PR #2128, opened 2016-04-21
Caching of query: cm_model_languagekey

alexispeter:
The following query is part of the translation module. When starting an application up an application (or releasing a new version), this query piles up. Since it's quite heavy this becomes a problem quickly.

> SELECT k.name AS `key`, v.value, k.variables FROM `cm_model_languagekey` as `k` LEFT JOIN `cm_langua[…]

@fvovan @alexispeter could you have a look?
Can we make the caching smarter (prevent many cuncurrent lookups)? Or can we warm up this cache in `fillCaches()`?

### DIFF
--- a/library/CM/App.php
+++ b/library/CM/App.php
@@ -47,16 +47,25 @@ class CM_App implements CM_Service_ManagerAwareInterface {
             $assetList[] = new CM_Asset_Css_Vendor($render);
             $assetList[] = new CM_Asset_Css_Library($render);
         }
+        $this->fillLanguageCache();
         $languageList = new CM_Paging_Language_Enabled();
         /** @var CM_Model_Language $language */
         foreach ($languageList as $language) {
-            $language->getTranslations()->getItemsRaw();
             $assetList[] = new CM_Asset_Javascript_Translations($language);
         }
         foreach ($assetList as $asset) {
             $asset->get(!$debug);
         }
         CM_Bootloader::getInstance()->getModules();
+    }
+    
+    public function fillLanguageCache() {
+        $languageList = new CM_Paging_Language_Enabled();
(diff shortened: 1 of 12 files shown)


alexispeter:
please review @njam
I added a cli-command bin/cm app fill-language-cache, which should be added to the deployment-script after the updates are run. In case any updates modified translations, this call will refill the file-cache.

njam:
Couldn't we just run the normal `fill-caches` again? I understand if caches are already present this should take almost no time, right?

@fvovan could you review?

alexispeter:
I don't think so. Many of the assets prepared in CM_App::fillCache() contain heavy operations that do not use caching. E.g. the javascript-assets cache, the result of the minification, but not the code that is collected by scanning the filesystem.
Using fill-caches after updates have run takes about 12 seconds, using fill-language-cache takes about 60 ms.

fvovan:
Is it a case that `CM_PagingSource_Abstract` can be used with two cache types (local and persistent) at the same time?

alexispeter:
No.

fvovan:
lgtm

alexispeter:
Had a brief talk with @njam concerning app deployment. We'll try resetting the file-cache eagerly instead of lazily. This will prevent situations where none of the caches is present in the case of language-keys created lazily by first-time access, as well as rendering the explicit refilling of the cache, after updates have been run, unnecessary.

alexispeter:
please review @fvovan

alexispeter:
The language-table might still get a lot of reads when a new language-key is "created" by multiple simultaneous requests. The number of affected requests will be smaller though, so it should be less of an issue than before.

fvovan:
lgtm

• • • • • • •

Task item: Give back the entries above precisely as they appear.

Result of the task:
PR #2128, opened 2016-04-21
Caching of query: cm_model_languagekey

alexispeter:
The following query is part of the translation module. When starting an application up an application (or releasing a new version), this query piles up. Since it's quite heavy this becomes a problem quickly.

> SELECT k.name AS `key`, v.value, k.variables FROM `cm_model_languagekey` as `k` LEFT JOIN `cm_langua[…]

@fvovan @alexispeter could you have a look?
Can we make the caching smarter (prevent many cuncurrent lookups)? Or can we warm up this cache in `fillCaches()`?

### DIFF
--- a/library/CM/App.php
+++ b/library/CM/App.php
@@ -47,16 +47,25 @@ class CM_App implements CM_Service_ManagerAwareInterface {
             $assetList[] = new CM_Asset_Css_Vendor($render);
             $assetList[] = new CM_Asset_Css_Library($render);
         }
+        $this->fillLanguageCache();
         $languageList = new CM_Paging_Language_Enabled();
         /** @var CM_Model_Language $language */
         foreach ($languageList as $language) {
-            $language->getTranslations()->getItemsRaw();
             $assetList[] = new CM_Asset_Javascript_Translations($language);
         }
         foreach ($assetList as $asset) {
             $asset->get(!$debug);
         }
         CM_Bootloader::getInstance()->getModules();
+    }
+    
+    public function fillLanguageCache() {
+        $languageList = new CM_Paging_Language_Enabled();
(diff shortened: 1 of 12 files shown)


alexispeter:
please review @njam
I added a cli-command bin/cm app fill-language-cache, which should be added to the deployment-script after the updates are run. In case any updates modified translations, this call will refill the file-cache.

njam:
Couldn't we just run the normal `fill-caches` again? I understand if caches are already present this should take almost no time, right?

@fvovan could you review?

alexispeter:
I don't think so. Many of the assets prepared in CM_App::fillCache() contain heavy operations that do not use caching. E.g. the javascript-assets cache, the result of the minification, but not the code that is collected by scanning the filesystem.
Using fill-caches after updates have run takes about 12 seconds, using fill-language-cache takes about 60 ms.

fvovan:
Is it a case that `CM_PagingSource_Abstract` can be used with two cache types (local and persistent) at the same time?

alexispeter:
No.

fvovan:
lgtm

alexispeter:
Had a brief talk with @njam concerning app deployment. We'll try resetting the file-cache eagerly instead of lazily. This will prevent situations where none of the caches is present in the case of language-keys created lazily by first-time access, as well as rendering the explicit refilling of the cache, after updates have been run, unnecessary.

alexispeter:
please review @fvovan

alexispeter:
The language-table might still get a lot of reads when a new language-key is "created" by multiple simultaneous requests. The number of affected requests will be smaller though, so it should be less of an issue than before.

fvovan:
lgtm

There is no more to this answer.